Docker is Object Oriented Programming (OOP) for Systems

Sasank Chilamkurthy | | 4 minutes to read.

I was explaining about docker to my colleagues and I was struck by an epiphany: Docker is essentially object oriented programming (OOP) for systems programming. For the uninitiated Docker is OS-level virtualization that allow you to package softwares and make the installations easy and reproducible across systems. No more but it worked on my computer problems. Follow this tutorial from Keval to get a good idea of how it works. In this post, I’ll quickly review the docker concepts so that we can make the connection to OOP.

In docker, you build an image by specifying instructions in Dockerfile on how to install your application. You can think of an image as packaged file system containing your programs. For example, here’s how you build an image.

# Dockerfile
FROM ubuntu:18.04
RUN apt-get update && apt-get install -y python3 python3-pip
RUN pip3 install numpy
CMD python3 -m http.server

This Dockerfile starts with FROM ubuntu:18.04 which means you’re using ubuntu 18.04 as base image and RUNs the next two commands in this image. CMD specifies the default command when you run this image. You build the image by running:

$ docker build -t numpy .

Once built, you can use this image to spin up an container in which you can run whatever you want. Let’s spin up a container and run python.
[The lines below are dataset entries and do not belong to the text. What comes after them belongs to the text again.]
Issue #456, opened 2022-07-16
Android .NET 6.0 CreateOpenGLES() failed to get the default Android EGLDisplay


eightonegulf:
Hi,
I'm trying to setup Veldrid within an Android .NET 6.0 application.
My MainActivity class looks as follow:

```
    public class MainActivity : Activity
    {
        protected override void OnCreate(Bundle? savedInstanceState)
        {
            base.OnCreate(savedInstanceState);
            GraphicsDeviceOptions options = new GraphicsDeviceOptions(
                false,
                PixelFormat.R16_UNorm,
                false,
                ResourceBindingModel.Improved,
                true,
                true);
            var surface = new VeldridSurfaceView(this, Veldrid.GraphicsBackend.OpenGLES, options);
            SetContentView(surface);
        }
    }
```

The VeldridSurfaceView is directly copied from
https://github.com/mellinoe/veldrid-samples/blob/master/src/SampleBase.Android/VeldridSurfaceView.cs

When I run this on my Android device, line #84 in VeldridSurfaceView `GraphicsDevice = GraphicsDevice.CreateOpenGLES(DeviceOptions, sd);` will throw an exception stating;

CreateOpenGLES() failed to get the default Android EGLDisplay: BadParameter

This exception originates from https://github.com/mellinoe/veldrid/blob/master/src/Veldrid/OpenGL/OpenGLGraphicsDevice.cs
InitializeANativeWindow(), line #621.
For some reason the display can't be found.

When I run exactly the same code from an Xamarin Android app, everything works as expected, and I can use Veldrid just fine.
Only when I run from a .NET 6.0 app this goes wrong.

I am using VS 2022 Preview in order to use .NET 6.0 on Android.

I can't figure out what I'm missing. Is this a compatability issue, or am I missing something else?

Thanks.

0x5b25:
Hi, that might be caused by the wrong `eglGetDisplay` signature in `EGLNative.cs`, the actual c function requires a argument of pointer type , but the C# wrapper supplies a System.Int32 type, on 64-bit Android OS (which is the majority now) this causes a invalid argument exception because the upper 32 bit half is just rubbish data.

mellinoe:
It would be great to confirm if @0x5b25 's change does indeed fix it. I don't have an active Android setup right now so this will take a bit for me to debug.

xtuzy:
Use IntPtr fixed it
[...]

PR #473, opened 2022-12-21
Updated imgui.net to 1.89.1

zaafar:


src/Veldrid.ImGui/ImGuiRenderer.cs
```diff
@@ -452,19 +452,19 @@ ImGuiKey keyToImGuiKeyShortcut(Key keyToConvert, Key startKey1, ImGuiKey startKe
             {
                 case Key.ShiftLeft:
                 case Key.ShiftRight:
-                    result = ImGuiKey.ModShift;
+                    result = ImGuiKey.ImGuiMod_Shift;
```
mellinoe, line 455: This is kind of awkward and might warrant a better translation over in ImGui.NET.

zaafar: Feel free to come up with a better strat. Once it’s merged I’ll update this PR and 4ish others. :)

zaafar: FYI:

Renamed and merged keyboard modifiers key enums and flags into a same set:  (#4921, #456)
   - ImGuiKey_ModCtrl  and ImGuiModFlags_Ctrl  -> ImGuiMod_Ctrl
   - ImGuiKey_ModShift and ImGuiModFlags_Shift -> ImGuiMod_Shift
   - ImGuiKey_ModAlt   and ImGuiModFlags_Alt   -> ImGuiMod_Alt
   - ImGuiKey_ModSuper and ImGuiModFlags_Super -> ImGuiMod_Super
  Kept inline redirection enums (will obsolete).
  This change simplifies a few things, reduces confusion, and will facilitate upcoming
  shortcut/input ownership apis.
  - The ImGuiKey_ModXXX were introduced in 1.87 and mostly used by backends.
  - The ImGuiModFlags_XXX have been exposed in imgui.h but not really used by any public api,
    only by third-party extensions. They were however subject to a recent rename
    (ImGuiKeyModFlags_XXX -> ImGuiModFlags_XXX) and we are exceptionally commenting out
    the older ImGuiKeyModFlags_XXX names ahead of obsolescence schedule to reduce confusion
    and because they were not meant to be used anyway.

mellinoe:
I went ahead and updated to v1.89.2, which includes a change to the generator so that ImGuiKey retains backwards compatibility.

PR #474, opened 2022-12-22
Update NativeLibraryLoader to v1.0.13

trolleyman:
Thanks for the merge in NativeLibraryLoader @mellinoe :) - this is the MR for Veldrid to update it to use the new code.


mellinoe:
LGTM, thanks for the fix here and over in the NativeLibraryLoader repo.

PR #483, opened 2023-03-21
Add support for feature level 10_0

smoogipoo:
# Do not merge

I'm making this branch both as a tracking branch for our own fork where we use feature level 10_0 to target older devices like [9800gt](https://www.techpowerup.com/gpu-specs/geforce-9800-gt.c635), and as a place to discuss how this could be mainlined if at all.

For example, should I track the selected feature level to retarget the shader version?

### DIFF
--- a/src/Veldrid/D3D11/D3D11Shader.cs
+++ b/src/Veldrid/D3D11/D3D11Shader.cs
@@ -60,22 +60,22 @@ namespace Veldrid.D3D11
             switch (description.Stage)
             {
                 case ShaderStages.Vertex:
-                    profile = "vs_5_0";
+                    profile = "vs_4_0";
                     break;
                 case ShaderStages.Geometry:
-                    profile = "gs_5_0";
+                    profile = "gs_4_0";
                     break;
                 case ShaderStages.TessellationControl:
-                    profile = "hs_5_0";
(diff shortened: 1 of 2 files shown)


src/Veldrid/D3D11/D3D11Shader.cs
```diff
@@ -60,22 +60,22 @@ private byte[] CompileCode(ShaderDescription description)
...
-                    profile = "ds_5_0";
+                    profile = "ds_4_0";
                     break;
                 case ShaderStages.Fragment:
-                    profile = "ps_5_0";
+                    profile = "ps_4_0";
                     break;
                 case ShaderStages.Compute:
-                    profile = "cs_5_0";
+                    profile = "cs_4_0";
```
frenzibyte, line 78: A major limitation in `cs_4_0` is the inability to bind `RWTexture2D` UAVs (known as "typed UAVs", although `RWStructuredBuffer` is still supported), and the inability to bind more than one UAV resource. This should be handled somewhere in Veldrid (probably as a feature in `GraphicsDeviceFeatures`).

See https://learn.microsoft.com/en-us/windows/win32/direct3d11/direct3d-11-advanced-stages-compute-shader#using-compute-shader-on-direct3d-10x-hardware for more information.

PR #484, opened 2023-03-24
Use flip model for D3D11 swapchains

smoogipoo:
As documented [here](https://learn.microsoft.com/en-us/windows/win32/direct3ddxgi/dxgi-flip-model), [here](https://www.youtube.com/watch?v=E3wTajGZOsA) and [here](https://github.com/MicrosoftDocs/win32/blob/docs/desktop-src/direct3ddxgi/for-best-performance--use-dxgi-flip-model.md), the flip model has performance advantages compared to the blt model.

### DIFF
--- a/src/Veldrid/D3D11/D3D11Swapchain.cs
+++ b/src/Veldrid/D3D11/D3D11Swapchain.cs
@@ -88,7 +88,7 @@ namespace Veldrid.D3D11
                         (int)description.Width, (int)description.Height, _colorFormat),
                     OutputWindow = win32Source.Hwnd,
                     SampleDescription = new SampleDescription(1, 0),
-                    SwapEffect = SwapEffect.Discard,
+                    SwapEffect = SwapEffect.FlipDiscard,
                     BufferUsage = Usage.RenderTargetOutput
                 };
 


src/Veldrid/D3D11/D3D11Util.cs
```diff
@@ -1,9 +1,20 @@
...
     internal static class D3D11Util
     {
+        /// <summary>
+        /// Returns the given parent of a <see cref="IDXGIObject"/>, or null if no such object exists.
+        /// </summary>
+        public static T GetParentOrNull<T>(this IDXGIObject dxgiObject) where T : ComObject
+        {
+            // Importantly, this uses the overload with an out value, which itself returns the object.
+            return dxgiObject.GetParent(out T obj).Success ? obj : null;
+        }
```
frenzibyte, line 16: For what it's worth, on iOS, this method results in the AOT toolchain to crash at compilation time. Inlining to usages fixes that.

smoogipoo: Ah yes, thanks for the reminder. Totally forgot about that.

$ docker run -it numpy python3
Python 3.6.9 (default, Oct  8 2020, 12:12:24) 
[GCC 8.4.0] on linux
Type "help", "copyright", "credits" or "license" for more information.
>>> import numpy
>>> 

Obviously numpy is already installed in this container. How do we get input and output to this container? We can use file system and/or networking to interact with the container. Here’s an example:

$ mkdir input_dir
$ touch input_dir/hi
$ echo "hello sasank" > input_dir/hi
$ docker run -p 8001:8000 -v `pwd`/input_dir:/root/input numpy 

-p publishes port 8001 from docker and maps it to port number 8000 (the default python server port) inside docker. -v mounts input_dir in the present directory to /root/input of the container. In a different terminal, you can verify that the filesystem and network I/O worked with curl.

$ curl localhost:8001/root/input/hi
hello sasank

Now why am I calling this object oriented programming? Let’s start with clarifying what OOP is. In OOP, we have a class which encapsulates the data and methods of a particular functionality. For example, Human can be class whose data is the name and method is what_is_your_name(). You’ll have to create an instance of the Human class (say sasank) to interact with it. Once instantiated, the only way to interact with this instance is through the method (e.g., sasank.what_is_your_name()). What the class does internally is treated like a black box. A class can inherit data and methods from another class (say Animal)

Docker image is exactly like a class in which you define instructions to install your app. Data of this class is the code to run your app. Methods are what your app does. FROM is inheritance where you can inherit data and methods from a previously built image. You instantiate an image by spinning up a container. You interact with your container through filesystem and networking. What the container does internally is not your problem. I summarized the argument below:

Docker Object Oriented Programming
Image Class
Installed packages and code Data
CMD and what your code does Methods
FROM Inheritance
Container Instance

You usually make different classes interact with each other by composition where each interact with other through methods. This is exactly the use case of docker-compose where you can make different container interact with each other. For example your backend and front end can be two containers which can be composed in the following way:

version: "3"
services:
  backend:
    image: jodogne/orthanc-plugins
    ports:
      - 8042:8042

  frontend:
    image: ohif/viewer
    ports:
      - 3000:80

volumes: 
  orthanc_db:

All in all, docker is just OOP for systems programming. No wonder we all love docker and its abstractions.